Issue #4313, opened 2022-03-03
Setting `materialIndex` to 0 in `.obj` mesh results in a crash


ad-daniel:
**Describe the Bug**
According to the docs this field only applies to collada files but apparently when used with `obj` it can crash regardless (only if value is set to 0, any other is fine).

**Steps to Reproduce**
1. Add a Shape with a Mesh node
2. Define an url for the mesh (an `.obj` file)
3. set `materialIndex = 0` 
4. Webots crashes

ad-daniel:
Changing the `name` field on a `obj` also results in a crash

PR #4314, opened 2022-03-03
Fix `name` and `materialIndex` causing crash on `.obj` meshes

ad-daniel:
**Description**
Fixes https://github.com/cyberbotics/webots/issues/4313

Although these fields should only apply to collada files, no distinction was made if the mesh happened to be an `obj`, resulting in crashes.

### DIFF
--- a/src/webots/nodes/WbMesh.cpp
+++ b/src/webots/nodes/WbMesh.cpp
@@ -308,8 +308,7 @@ void WbMesh::updateTriangleMesh(bool issueWarnings) {
 }
 
 uint64_t WbMesh::computeHash() const {
-  QString meshPathNameIndex = path();
-  meshPathNameIndex += (mIsCollada ? mName->value() + QString::number(mMaterialIndex->value()) : "");
+  const QString meshPathNameIndex = path() + (mIsCollada ? mName->value() + QString::number(mMaterialIndex->value()) : "");
   return WbTriangleMeshCache::sipHash13x(meshPathNameIndex.toUtf8().constData(), meshPathNameIndex.size());
 }
 
--- a/src/webots/nodes/WbMesh.cpp
+++ b/src/webots/nodes/WbMesh.cpp
@@ -523,7 +523,7 @@ void WbMesh::updateUrl() {
   if (path().isEmpty())
     return;
 
-  mIsCollada = path().mid(path().lastIndexOf('.') + 1).toLower() == "dae" ? true : false;
+  mIsCollada = (path().mid(path().lastIndexOf('.') + 1).toLower() == "dae");
 
   // we want to replace the windows backslash path separators (if any) with cross-platform forward slashes
   const int n = mUrl->size();
--- a/src/webots/nodes/WbMesh.cpp
+++ b/src/webots/nodes/WbMesh.cpp
@@ -35,6 +35,7 @@ void WbMesh::init() {
   mUrl = findMFString("url");
   mName = findSFString("name");
   mMaterialIndex = findSFInt("materialIndex");
+  mIsCollada = false;
   mResizeConstraint = WbWrenAbstractResizeManipulator::UNIFORM;
   mDownloader = NULL;
 }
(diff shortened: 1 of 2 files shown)


src/webots/nodes/WbMesh.cpp
```diff
@@ -304,8 +308,9 @@ void WbMesh::updateTriangleMesh(bool issueWarnings) {
 }
 
 uint64_t WbMesh::computeHash() const {
-  const QByteArray meshPathNameIndex = (path() + mName->value() + mMaterialIndex->value()).toUtf8();
-  return WbTriangleMeshCache::sipHash13x(meshPathNameIndex.constData(), meshPathNameIndex.size());
+  QString meshPathNameIndex = path();
+  meshPathNameIndex += (mIsCollada ? mName->value() + QString::number(mMaterialIndex->value()) : "");
+  return WbTriangleMeshCache::sipHash13x(meshPathNameIndex.toUtf8().constData(), meshPathNameIndex.size());
```
BenjaminHug8, line 313: Can we do this instead?

```suggestion
  const QByteArray meshHash = (path() + (mIsCollada ? mName->value() + mMaterialIndex->value()) : "").toUtf8();
  return WbTriangleMeshCache::sipHash13x(meshHash.constData(), meshHash.size());
```

src/webots/nodes/WbMesh.cpp
```diff
@@ -97,6 +98,9 @@ void WbMesh::createResizeManipulator() {
 }
 
 bool WbMesh::checkIfNameExists(const aiScene *scene, const QString &name) const {
+  if (!mIsCollada)
+    return false;
+
```
BenjaminHug8, line 103: Useless code, here is why:

`checkIfNameExists()` is called only if `mIsCollada` is `true` on line 161, so why check if it is false?

```suggestion
```

src/webots/nodes/WbMesh.cpp
```diff
@@ -518,6 +523,8 @@ void WbMesh::updateUrl() {
   if (path().isEmpty())
     return;
 
+  mIsCollada = path().mid(path().lastIndexOf('.') + 1).toLower() == "dae" ? true : false;
```
omichel, line 526: Simpler:
```suggestion
  mIsCollada = (path().mid(path().lastIndexOf('.') + 1).toLower() == "dae");
```

src/webots/nodes/WbMesh.cpp
```diff
@@ -304,8 +308,9 @@ void WbMesh::updateTriangleMesh(bool issueWarnings) {
 }
 
 uint64_t WbMesh::computeHash() const {
-  const QByteArray meshPathNameIndex = (path() + mName->value() + mMaterialIndex->value()).toUtf8();
-  return WbTriangleMeshCache::sipHash13x(meshPathNameIndex.constData(), meshPathNameIndex.size());
+  QString meshPathNameIndex = path();
+  meshPathNameIndex += (mIsCollada ? mName->value() + QString::number(mMaterialIndex->value()) : "");
```
omichel, line 312: Simpler:
```suggestion
  const QString meshPathNameIndex = path() + (mIsCollada ? mName->value() + QString::number(mMaterialIndex->value()) : "");
```

BenjaminHug8 (changes requested):
Thank you, overall it is a good check but I have minor suggestions.

EDIT:
@omichel has been faster than me, so maybe some of my suggestions are not anymore valid.

src/webots/nodes/WbMesh.cpp
BenjaminHug8: Another suggestion above is better that mine.

src/webots/nodes/WbMesh.cpp
ad-daniel: Good point, thank you!

BenjaminHug8 (approved):
All good for me, thanks!

ad-daniel:
they passed yes, I've just added a label and the checks restarted

omichel (approved):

::::

• Assignment
A complete answer reproduces every line of the records in which the word "number" occurs.

• Task output
-  meshPathNameIndex += (mIsCollada ? mName->value() + QString::number(mMaterialIndex->value()) : "");
+  const QString meshPathNameIndex = path() + (mIsCollada ? mName->value() + QString::number(mMaterialIndex->value()) : "");
+  meshPathNameIndex += (mIsCollada ? mName->value() + QString::number(mMaterialIndex->value()) : "");
+  meshPathNameIndex += (mIsCollada ? mName->value() + QString::number(mMaterialIndex->value()) : "");
  const QString meshPathNameIndex = path() + (mIsCollada ? mName->value() + QString::number(mMaterialIndex->value()) : "");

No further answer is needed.